■ Records for this task:
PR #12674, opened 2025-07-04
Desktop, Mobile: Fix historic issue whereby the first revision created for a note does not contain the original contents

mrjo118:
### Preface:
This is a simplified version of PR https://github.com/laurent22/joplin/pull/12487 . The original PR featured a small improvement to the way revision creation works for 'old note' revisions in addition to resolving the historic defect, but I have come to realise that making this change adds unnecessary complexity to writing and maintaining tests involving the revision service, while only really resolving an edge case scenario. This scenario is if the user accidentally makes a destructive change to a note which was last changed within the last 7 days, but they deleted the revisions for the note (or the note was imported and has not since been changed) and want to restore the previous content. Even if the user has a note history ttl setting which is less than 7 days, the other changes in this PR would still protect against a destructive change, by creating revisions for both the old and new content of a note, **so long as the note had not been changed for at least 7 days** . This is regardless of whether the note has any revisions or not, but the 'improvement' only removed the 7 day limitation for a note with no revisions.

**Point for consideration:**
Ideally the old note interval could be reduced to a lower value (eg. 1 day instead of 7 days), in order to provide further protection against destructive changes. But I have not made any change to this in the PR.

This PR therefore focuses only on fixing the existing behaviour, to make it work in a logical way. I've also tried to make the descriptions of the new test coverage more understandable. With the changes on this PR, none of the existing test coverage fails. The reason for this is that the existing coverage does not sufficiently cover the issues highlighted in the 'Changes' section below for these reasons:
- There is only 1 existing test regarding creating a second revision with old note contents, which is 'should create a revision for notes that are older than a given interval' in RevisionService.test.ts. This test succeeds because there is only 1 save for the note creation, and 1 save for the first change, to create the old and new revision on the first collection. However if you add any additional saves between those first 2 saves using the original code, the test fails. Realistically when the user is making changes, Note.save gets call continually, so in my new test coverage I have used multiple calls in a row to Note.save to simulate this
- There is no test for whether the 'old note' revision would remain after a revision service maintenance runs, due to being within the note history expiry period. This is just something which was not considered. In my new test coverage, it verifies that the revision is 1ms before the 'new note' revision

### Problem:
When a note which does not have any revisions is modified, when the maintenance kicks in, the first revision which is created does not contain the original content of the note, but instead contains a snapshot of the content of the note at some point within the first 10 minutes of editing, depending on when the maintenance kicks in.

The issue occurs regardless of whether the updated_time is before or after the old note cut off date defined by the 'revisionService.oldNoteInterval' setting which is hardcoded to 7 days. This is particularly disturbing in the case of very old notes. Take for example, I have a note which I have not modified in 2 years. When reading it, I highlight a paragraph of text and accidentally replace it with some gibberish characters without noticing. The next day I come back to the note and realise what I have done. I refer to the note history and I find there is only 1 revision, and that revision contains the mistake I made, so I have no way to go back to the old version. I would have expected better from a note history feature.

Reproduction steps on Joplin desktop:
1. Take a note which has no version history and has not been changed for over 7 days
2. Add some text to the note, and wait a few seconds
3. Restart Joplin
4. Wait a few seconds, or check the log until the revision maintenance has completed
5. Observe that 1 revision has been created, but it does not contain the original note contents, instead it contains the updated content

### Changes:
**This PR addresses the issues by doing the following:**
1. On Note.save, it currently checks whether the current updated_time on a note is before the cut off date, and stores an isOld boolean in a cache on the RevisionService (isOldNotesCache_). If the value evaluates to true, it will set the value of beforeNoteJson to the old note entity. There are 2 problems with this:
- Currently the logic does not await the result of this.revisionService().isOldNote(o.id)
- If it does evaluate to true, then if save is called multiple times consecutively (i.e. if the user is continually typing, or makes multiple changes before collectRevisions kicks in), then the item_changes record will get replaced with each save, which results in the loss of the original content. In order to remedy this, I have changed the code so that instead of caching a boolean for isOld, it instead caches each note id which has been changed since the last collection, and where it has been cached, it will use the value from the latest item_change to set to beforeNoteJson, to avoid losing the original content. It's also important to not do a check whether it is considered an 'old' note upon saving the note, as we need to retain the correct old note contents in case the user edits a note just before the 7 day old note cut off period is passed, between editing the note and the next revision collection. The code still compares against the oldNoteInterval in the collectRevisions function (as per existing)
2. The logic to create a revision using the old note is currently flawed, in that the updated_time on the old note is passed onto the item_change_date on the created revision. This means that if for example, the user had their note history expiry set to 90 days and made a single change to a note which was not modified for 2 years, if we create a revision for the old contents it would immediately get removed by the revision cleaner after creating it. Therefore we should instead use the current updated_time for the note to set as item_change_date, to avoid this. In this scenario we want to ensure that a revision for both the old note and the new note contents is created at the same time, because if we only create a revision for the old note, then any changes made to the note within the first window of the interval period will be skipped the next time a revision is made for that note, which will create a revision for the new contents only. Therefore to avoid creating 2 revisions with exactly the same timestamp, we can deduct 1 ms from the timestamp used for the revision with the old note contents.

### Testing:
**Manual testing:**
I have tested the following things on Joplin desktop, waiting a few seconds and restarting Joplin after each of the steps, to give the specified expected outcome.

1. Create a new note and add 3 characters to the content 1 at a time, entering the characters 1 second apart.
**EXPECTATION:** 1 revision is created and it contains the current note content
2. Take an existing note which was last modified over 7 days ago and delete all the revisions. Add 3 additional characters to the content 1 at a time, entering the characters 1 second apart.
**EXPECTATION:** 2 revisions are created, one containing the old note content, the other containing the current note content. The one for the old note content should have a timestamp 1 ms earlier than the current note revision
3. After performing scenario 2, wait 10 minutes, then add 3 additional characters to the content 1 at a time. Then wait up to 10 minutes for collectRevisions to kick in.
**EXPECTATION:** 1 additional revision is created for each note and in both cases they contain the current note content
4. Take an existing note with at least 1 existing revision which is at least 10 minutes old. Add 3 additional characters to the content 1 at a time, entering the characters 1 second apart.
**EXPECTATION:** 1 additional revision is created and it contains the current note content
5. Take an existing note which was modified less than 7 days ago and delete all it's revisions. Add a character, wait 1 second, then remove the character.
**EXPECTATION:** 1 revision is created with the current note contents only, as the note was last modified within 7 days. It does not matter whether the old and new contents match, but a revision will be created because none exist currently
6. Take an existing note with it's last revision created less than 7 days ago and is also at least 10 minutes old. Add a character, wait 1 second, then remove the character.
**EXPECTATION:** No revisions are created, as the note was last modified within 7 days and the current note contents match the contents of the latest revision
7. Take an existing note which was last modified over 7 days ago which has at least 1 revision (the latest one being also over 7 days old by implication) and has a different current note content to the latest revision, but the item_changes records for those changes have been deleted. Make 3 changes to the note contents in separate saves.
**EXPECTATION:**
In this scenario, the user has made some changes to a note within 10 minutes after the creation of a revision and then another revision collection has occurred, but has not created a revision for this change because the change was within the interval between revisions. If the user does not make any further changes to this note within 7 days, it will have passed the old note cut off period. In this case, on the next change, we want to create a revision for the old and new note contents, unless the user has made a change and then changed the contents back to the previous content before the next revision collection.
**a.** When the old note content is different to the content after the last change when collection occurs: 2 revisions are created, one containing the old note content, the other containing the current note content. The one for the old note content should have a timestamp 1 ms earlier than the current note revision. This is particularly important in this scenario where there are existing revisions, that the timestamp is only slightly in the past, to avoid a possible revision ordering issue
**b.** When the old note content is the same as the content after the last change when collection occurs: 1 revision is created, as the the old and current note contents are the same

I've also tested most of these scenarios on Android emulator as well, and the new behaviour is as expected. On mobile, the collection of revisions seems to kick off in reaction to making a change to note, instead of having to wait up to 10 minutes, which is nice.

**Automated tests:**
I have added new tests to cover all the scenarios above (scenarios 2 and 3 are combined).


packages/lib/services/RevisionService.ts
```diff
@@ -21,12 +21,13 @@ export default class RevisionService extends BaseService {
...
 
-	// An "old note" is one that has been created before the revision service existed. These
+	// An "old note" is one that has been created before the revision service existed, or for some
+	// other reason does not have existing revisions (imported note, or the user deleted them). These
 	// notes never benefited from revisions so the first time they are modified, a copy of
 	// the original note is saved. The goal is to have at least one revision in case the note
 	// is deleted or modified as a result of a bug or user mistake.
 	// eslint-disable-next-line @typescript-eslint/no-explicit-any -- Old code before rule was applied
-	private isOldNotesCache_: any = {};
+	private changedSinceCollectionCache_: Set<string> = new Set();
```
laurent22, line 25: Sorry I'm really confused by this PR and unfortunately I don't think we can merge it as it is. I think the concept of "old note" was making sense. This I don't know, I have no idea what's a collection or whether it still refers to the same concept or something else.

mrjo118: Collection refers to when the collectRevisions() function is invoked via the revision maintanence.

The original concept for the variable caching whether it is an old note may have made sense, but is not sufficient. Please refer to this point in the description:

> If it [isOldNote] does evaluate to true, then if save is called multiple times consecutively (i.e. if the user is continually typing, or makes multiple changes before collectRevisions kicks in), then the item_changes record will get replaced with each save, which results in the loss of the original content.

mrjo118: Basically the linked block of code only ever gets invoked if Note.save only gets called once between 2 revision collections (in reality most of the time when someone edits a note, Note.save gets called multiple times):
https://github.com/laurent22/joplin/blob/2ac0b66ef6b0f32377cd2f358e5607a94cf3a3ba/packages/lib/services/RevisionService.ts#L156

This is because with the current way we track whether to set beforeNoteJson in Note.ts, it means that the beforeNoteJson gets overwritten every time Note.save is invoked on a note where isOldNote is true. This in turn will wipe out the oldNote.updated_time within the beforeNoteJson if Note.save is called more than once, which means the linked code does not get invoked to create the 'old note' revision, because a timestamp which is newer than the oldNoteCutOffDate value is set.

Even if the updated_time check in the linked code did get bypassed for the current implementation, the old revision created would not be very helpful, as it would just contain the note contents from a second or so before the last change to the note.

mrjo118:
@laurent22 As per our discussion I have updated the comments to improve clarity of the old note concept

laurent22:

■ Exercise details: Return every line from the material that contains the word "private".

■ Solution to the exercise:
-	private isOldNotesCache_: any = {};
+	private changedSinceCollectionCache_: Set<string> = new Set();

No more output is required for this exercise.